■ TRY IT
Go through the material and copy each line in which the word "null" shows up.

■ RECORDS FOR PROCESSING
PR #2723, opened 2026-04-21
fix: hide file hash row when hash is empty

### LINKED ISSUE #2586: FreezeAbort transaction incorrectly displays `filehash` as `0x`
**Description:**  
When viewing **FreezeAbort** transaction details, the UI currently shows a `file hash` field with the value `0x`. This field should **not** be displayed, as `FreezeAbort` transactions do not include or use a file hash.

**Expected Behavior:**  
- The `file hash` field should be removed for `FreezeAbort` transactions.

**Actual Behavior:**  
- A `file hash` field appears with the placeholder value `0x`.

Kolpic:
Fixes: [#2586](https://github.com/hashgraph/hedera-transaction-tool/issues/2586)

**Description**:
When viewing FreezeAbort transaction details, the UI currently shows a file hash field with the value 0x. This field should not be displayed, as FreezeAbort transactions do not include or use a file hash.

**Cause**
In `front-end/src/renderer/components/Transaction/Details/FreezeDetails.vue`, the template guards the File Hash row with:

> <div v-if="transaction.fileHash" class="col-12 py-3">

The Hedera SDK's `FreezeTransaction.fileHash` getter returns a Uint8Array — never null or undefined. For freeze types that don't set a hash (including FreezeAbort), it returns an empty Uint8Array(0), because that's the protobuf default for a bytes field.

In JavaScript, an empty Uint8Array is truthy (it's an object, not null), so:

- `v-if="transaction.fileHash" `passes → the row renders.
- onBeforeMount runs uint8ToHex(transaction.fileHash), which iterates zero bytes and returns `""`.
- The template renders `0x${fileHashHex}` → `0x${""}` → `0x`.
The transaction creation logic in `createTransactions.ts` correctly skips setFileHash for FreezeAbort, so the bug is purely on the display side.

**Fix**
Change the guard to also check the array's length, so an empty Uint8Array is treated as "no hash set":

> <div v-if="transaction.fileHash && transaction.fileHash.length > 0" class="col-12 py-3">

This hides the File Hash row for FreezeAbort (and any other freeze type that doesn't populate a hash), while still rendering it correctly for PrepareUpgrade and FreezeUpgrade where a real hash is present.

### DIFF
--- a/front-end/src/renderer/components/Transaction/Details/FreezeDetails.vue
+++ b/front-end/src/renderer/components/Transaction/Details/FreezeDetails.vue
@@ -59,7 +59,7 @@ const commonColClass = 'col-6 col-lg-5 col-xl-4 col-xxl-3 overflow-hidden py-3';
     </div>
 
     <!-- File Hash -->
-    <div v-if="transaction.fileHash" class="col-12 py-3">
+    <div v-if="transaction.fileHash && transaction.fileHash.length > 0" class="col-12 py-3">
       <h4 :class="detailItemLabelClass">File Hash</h4>
       <p :class="detailItemValueClass">
         {{ fileHashHex.startsWith('0x') ? fileHashHex : `0x${fileHashHex}` }}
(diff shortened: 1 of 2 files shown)


steven-sheehy:
Please add a unit test

ericleponner (approved):
LGTM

■ EXPECTED ANSWER
The Hedera SDK's `FreezeTransaction.fileHash` getter returns a Uint8Array — never null or undefined. For freeze types that don't set a hash (including FreezeAbort), it returns an empty Uint8Array(0), because that's the protobuf default for a bytes field.
In JavaScript, an empty Uint8Array is truthy (it's an object, not null), so:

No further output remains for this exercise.